Verticordia minutiflora

Scientific classification
- Kingdom: Plantae
- Clade: Tracheophytes
- Clade: Angiosperms
- Clade: Eudicots
- Clade: Rosids
- Order: Myrtales
- Family: Myrtaceae
- Genus: Verticordia
- Subgenus: Verticordia subg. Verticordia
- Section: Verticordia sect. Micrantha
- Species: V. minutiflora
- Binomial name: Verticordia minutiflora F.Muell

= Verticordia minutiflora =

- Genus: Verticordia
- Species: minutiflora
- Authority: F.Muell

Species of flowering plant

Verticordia minutiflora is a flowering plant in the myrtle family, Myrtaceae and is endemic to the south-west of Western Australia. It is a bushy shrub with small, crowded, cylindrical leaves and groups of white to pale pink flowers in summer and autumn. As suggested by its botanical name, it has the smallest flowers of any verticordia.

==Description==
Verticordia minutiflora is a bushy shrub which grows to a height of 20-90 cm and about 90 cm wide. Its leaves are crowded, linear in shape, almost circular in cross-section, 3-7 mm long and have a blunt end.

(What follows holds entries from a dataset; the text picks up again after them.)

PR #4609, opened 2026-08-21
Stop Blueprint JS + CSS leaking into mobile bundles via the utils/impl barrel

### LINKED ISSUE #4593: Blueprint JS + CSS leak into mobile bundles via the utils/impl barrel
All of Blueprint's JS and CSS is currently pulled into **mobile** app bundles, where it should not be needed at all.

**Import chain:**

- `utils/impl/MenuItems.ts` imports `menuDivider`/`menuItem` from `@xh/hoist/kit/blueprint`
- `kit/blueprint/index.ts` imports all of `@blueprintjs/core` + `@blueprintjs/datetime`, including `blueprint.css` and `blueprint-datetime.css`
- `utils/impl/index.ts` re-exports `* from './MenuItems'`, and that barrel is imported by many mobile-reachable modules (`mobile/cmp/toolbar/Toolbar.ts`, `mobile/cmp/menu/impl/Menu.ts`, `appcontainer/*`, `svc/TrackService.ts`, `data/cube/row/*`, etc.)

**Impact:**

- Significant bundle bloat for mobile apps (Blueprint JS + two global stylesheets).
- Global CSS side effects: `blueprint-datetime.css` embeds react-day-picker **v8**'s full stylesheet with unscoped `.rdp-*` rules. Discovered while prototyping a mobile `DateInput` built on react-day-picker v9 - v8's `.rdp-day { display: flex }` collides with v9's table markup and breaks the calendar layout, requiring a scoped CSS reset as a workaround.

**Suggested fix:** move `parseMenuItems` out of the shared `utils/impl` barrel (e.g. into a desktop-only impl location, per the menu standardization TBD in #2400), so `kit/blueprint` is only reachable from desktop code. The workaround reset in the mobile DateInput prototype can be removed once resolved.

lbwexler:
Fixes #4593

- Moved the internal `parseMenuItems` util from `utils/impl` to `desktop/cmp/menu/impl`, severing the only shared-code import of `kit/blueprint`. The `utils/impl` barrel is imported by many mobile-reachable modules, so all of Blueprint's JS plus its two global stylesheets were landing in mobile app bundles.
- Updated the three (desktop-only) consumers to the new import path. New home mirrors `mobile/cmp/menu/impl` and gives the eventual menu standardization (#2400) a natural landing spot.
- Removed the react-day-picker v8 CSS reset from mobile `DateInput` - the clashing v8 rules came from `blueprint-datetime.css`, which no longer reaches mobile bundles.

Note: `parseMenuItems` is `@internal`, but Toolbox does import it (`BasicPanel`) - matching Toolbox update to follow after merge.


lbwexler:
CR: Don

The flowers are scented and arranged in corymb-like groups on the ends of the branches, each flower on a stalk 1-1.5 mm long. The floral cup is top-shaped, about 1.5 mm long and has a few short, soft hairs. The sepals are white to pale pink, 1.5-2.0 mm long with 2 or 3 hairy lobes. The petals are the same colour as the sepals, oblong to egg-shaped and 1.5-2.0 mm long. The style is 3.5 mm long and straight or slightly curved and hairy. Flowering time is mainly from January to June.

==Taxonomy and naming==
Verticordia minutiflora was first formally described by Ferdinand von Mueller in 1864 from a specimen collected by George Maxwell "at the western end of the Great Australian Bight" and the description was published in Fragmenta phytographiae Australiae. The specific epithet (minutiflora) is derived from the Latin minutus meaning 'minute' and -florus, '-flowered', referring to the small flowers of this species.

In his review of the genus in 1991, Alex George placed this species in subgenus Verticordia, section Micrantha along with V. fastigiata and V. vicinella.

==Distribution and habitat==
This verticordia is found from near Esperance to Cape Arid and inland as far as Mount Burdett in the Esperance Plains and Mallee biogeographic regions. It is common near Esperance and is sometimes the dominant shrub, favouring areas near granite outcrops in gravelly soil.

==Conservation==
 Verticordia minutiflora is classified as "Not Threatened" by the Western Australian Government Department of Parks and Wildlife.

==Use in horticulture==
Although described as "unspectacular", V.minutiflora is a hardy shrub with neat foliage. It is readily propagated from cuttings and can be grown in a range of soils.